By Luling Huang

Problem defined:

I have a set of 17 user-provided political ideological labels (e.g., Libertarian, Moderate, Liberal, Centrist, etc.). Each label has a document containing the user-generated textual data contributed by the users who selected that label. How do I determine how different or distant the labels are based on the textual data? And, based on the pairwise distances, how do I check, for example, whether Socialist is relatively closer to Liberal than to Conservative?

Why is the problem significant?

My goal is to develop a new measure for cross-ideological and within-ideological relationship between two users, given the data I have. A previous similar project used a rough, common-sense approach to recode the ideological labels into Left, Centrist, and Right (Liang, 2014). The first problem of such a rough approach is that the precision of the measure can be doubted due to the perceivable diversity within each of the three large recoded labels (i.e., Left, Centrist, and Right). That is, to what extent is it plausible to assume that the relationship between a communist and a liberal is within-ideological? The second problem is that the contents of what users say in political discussion are ignored. To what extent is it reasonable to argue that people select whom they talk to, as they merely attend to the user-provided cues (i.e., the ideological labels), but not as they attend to the actual contents of what others are saying?

Task and some benefits:

So, what I wanted to do was to empirically determine how distant the 17 ideological groups are based on the textual data. Hierarchical clustering seems to be an appropriate unsupervised text mining method to study the defined problem. At the current stage, I think there are two types of data that will be useful from hierarchical clustering. The first one is the quantitative data of a 17 by 17 distance matrix, which is required during the hierarchical clustering process. The second one is the qualitative grouping output at the end of the hierarchical clustering process.


a. Represent the documents in a vector space model. The logic was explained in one of my previous post on cosine similarity. In brief, create a document-term matrix.

b. Weight the raw document-term matrix by tf-idf. The logic was also explained in the same post mentioned in Step a.

c. Calculate the Euclidean distances between any two documents.

d. Perform hierarchical clustering on the distance matrix created in Step c with a bottom-up approach. The general logic: 1. Treat each document as one cluster initially; 2. Find the most proximate two documents based on the distance matrix and group them as one cluster; 3. Create a new distance matrix; 4. Repeat Step 2 and Step 3 until all documents are in one cluster. Note that different algorithms (and complexity, of course) kick in in Step 3 regarding how the new distance matrix is calculated. The procedure in the following R script used Ward’s method (see more details in the documentation of hclust in R). I found this lecture notes (Greenacre, 2008) with numerical examples very helpful to understand hierarchical clustering.

Some R code:


# Steps a & b
tfidfdtm <- DocumentTermMatrix(corpus, control = list(bounds = list(global = c(2, Inf)),weighting = function(x) weightTfIdf(x, normalize = FALSE)))

# Step c
d <- dist(tfidfdtm, method="euclidian")

# Step d
hc <- hclust(d, "ward.D")

# Visualization
dend <- as.dendrogram(hc)
labels(dend) <- labels.txt[order.dendrogram(dend)]
dend <- set(dend, "labels_cex", 0.6)
dend <- color_branches(dend, k = 6)
par(mar = c(3,0,2,6))
plot(dend,horiz = T,main = "Clustering Dendrogram of 17 Ideological Labels")
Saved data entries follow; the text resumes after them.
PR #7831, opened 2025-07-06
Add link-previews option

gpanders:
Implement the `link-previews` option from https://github.com/ghostty-org/ghostty/discussions/7727.

The feature request isn't accepted yet, but I had a bit of free time to write this up and it was pretty quick, so I figure there's no harm in proposing an implementation.

Demo of `link-previews = osc8`:

https://github.com/user-attachments/assets/17a72ab2-c727-4a85-9edd-9b6e7da05d98

### DIFF
--- a/src/config/Config.zig
+++ b/src/config/Config.zig
@@ -1046,6 +1046,14 @@ link: RepeatableLink = .{},
 /// `link`). If you want to customize URL matching, use `link` and disable this.
 @"link-url": bool = true,
 
+/// Show link previews for a matched URL.
+///
+/// When true, link previews are shown for all matched URLs. When false, link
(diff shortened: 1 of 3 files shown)


jcollie (approved):
LGTM

src/config/Config.zig
```diff
@@ -4326,6 +4334,12 @@ pub const WindowSubtitle = enum {
     @"working-directory",
 };
 
+pub const LinkPreviews = enum {
```
mitchellh, line 4337: I foresee this one day maybe being a packed struct to enable/disable difference cases, but for now this is fine!

mitchellh (approved):
I'm good with it!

Note that between Line 2 and Line 5, for space saving, I omitted a large chunk of code. The omitted code created a corpus object containing 17 documents, and applied the standard text-preprocessing procedures (see the documentation of the tm package in R). And on Line 15, labels.txt is a list that contains the 17 ideological labels.

Dendrogram colored by 6 clusters:

“PUB” is the combined document for Private, Undisclosed, and Blank. Careful considerations need to be made when we interpret the meaningful clusters, which relates to what algorithms your clustering uses. Also, validation is also crucial for evaluating an unsupervised technique like hierarchical clustering. However, for an exploratory analysis, we can now have some clues answering the example question I raised in the beginning of this post: Is Socialist relatively closer to Liberal than to Conservative? Well, the clustering based on the empirical user-generated textual data revealed that Socialist is close neither to Liberal nor to Conservative.